### Task item
Copy out each line of the data that holds the word "policy".
• • • • • • •
PR #7646, opened 2026-08-12
feat(agent-policies): broker credentials on the intersection of agent and user policies

saifsmailbox98:
## Context

Today, building an agent means using agent proxies and proxied services, and the agent's own machine identity carries the permissions. Nobody checks what the *human* using that agent is allowed to do, so access ends up governed by an allowlist on the agent's side, and every permission is configured twice: proxy access on the proxied service for the user, plus secret-read access for the agent proxy's identity.

This replaces that with an intersection. An agent gets its own policies, a person gets theirs, and a brokered request has to satisfy both. The agent builder can be sure the agent cannot do more than it was built for, and a person can't borrow an agent to exceed what they hold themselves.

There is no set arithmetic and nothing is precomputed. A request is allowed when it matches at least one rule on an agent policy naming that agent **and** at least one rule on a user policy naming that user, so a user rule of `GET` narrows an agent rule of `Any` on the same host. That comparison is only meaningful per request, at the proxy.

**Agent Proxy:** a new first-class resource in Networking, alongside gateways and relays. It enrols through the existing `resource_auth_methods` registry (token only, no AWS arm) and authenticates as `AGENT_PROXY_ACCESS_TOKEN` / `ActorType.AGENT_PROXY`, the same shape relays and KMIP servers already use, so it needs no machine identity of its own and `tokenVersion` revokes it. It accepts inbound connections by design, so no relay is involved. Gateways were the obvious home for this and don't fit: they accept no inbound connections and pin one target per connection in the client cert, which a forward proxy can't express.

**Policies:** agent policies carry the agents they apply to, a target, the credentials to broker, and rules; user policies carry users, a target and rules. Both are project-scoped. A target seeds the credential slots and the rules, so the author only picks a secret per slot: env var names, placeholder values and injection surfaces are all derived and never asked for. Writing a credential requires ReadValue on the referenced secret, the check `proxied-service-service.ts` already performs, so nobody can attach a value they can't read. Rules are unordered, since ordering changes nothing when every rule is an allow.

**Sessions:** an agent calls `POST /agent-sessions` with a user's email (the agent is trusted to have verified it, which is all a Slack bot gets) and receives a session token, the placeholder env vars, and the MITM root CA. The token has no expiry; revocation is structural instead, because `resolveSession` re-checks the agent flag, project membership and policies on every call, so losing any of them ends the session on the next refresh. Only an enrolled agent proxy may redeem a session.

**Identities:** `isAgent` on machine identities. Only an agent may start a session on someone's behalf, and only agents appear in a policy's agent selector.

**Audit:** every brokered, blocked and passed-through request is recorded against both the agent and the user, which is the part that makes "the agent acted as Saif" answerable.

**Frontend:** an Agent Proxies tab under Networking (create, enrollment token, revoke, delete, health), a project-level Agent Proxy page with Agent Policies and User Policies tabs, create/edit sheets for both, and the Agent toggle on the machine identity form. Credentials are chosen with a browse-secrets popover modelled on the secret reference wizard.

Proxied services and today's agent proxy are untouched.

Companion CLI PR: https://github.com/Infisical/cli/pull/361

## Type

- [ ] Fix
- [x] Feature
- [ ] Improvement
- [ ] Breaking
- [ ] Docs
- [ ] Chore

## Checklist

- [x] Tested locally


saifsmailbox98:
lisbon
• • • • • • •
### Reply
There is no set arithmetic and nothing is precomputed. A request is allowed when it matches at least one rule on an agent policy naming that agent **and** at least one rule on a user policy naming that user, so a user rule of `GET` narrows an agent rule of `Any` on the same host. That comparison is only meaningful per request, at the proxy.
**Identities:** `isAgent` on machine identities. Only an agent may start a session on someone's behalf, and only agents appear in a policy's agent selector.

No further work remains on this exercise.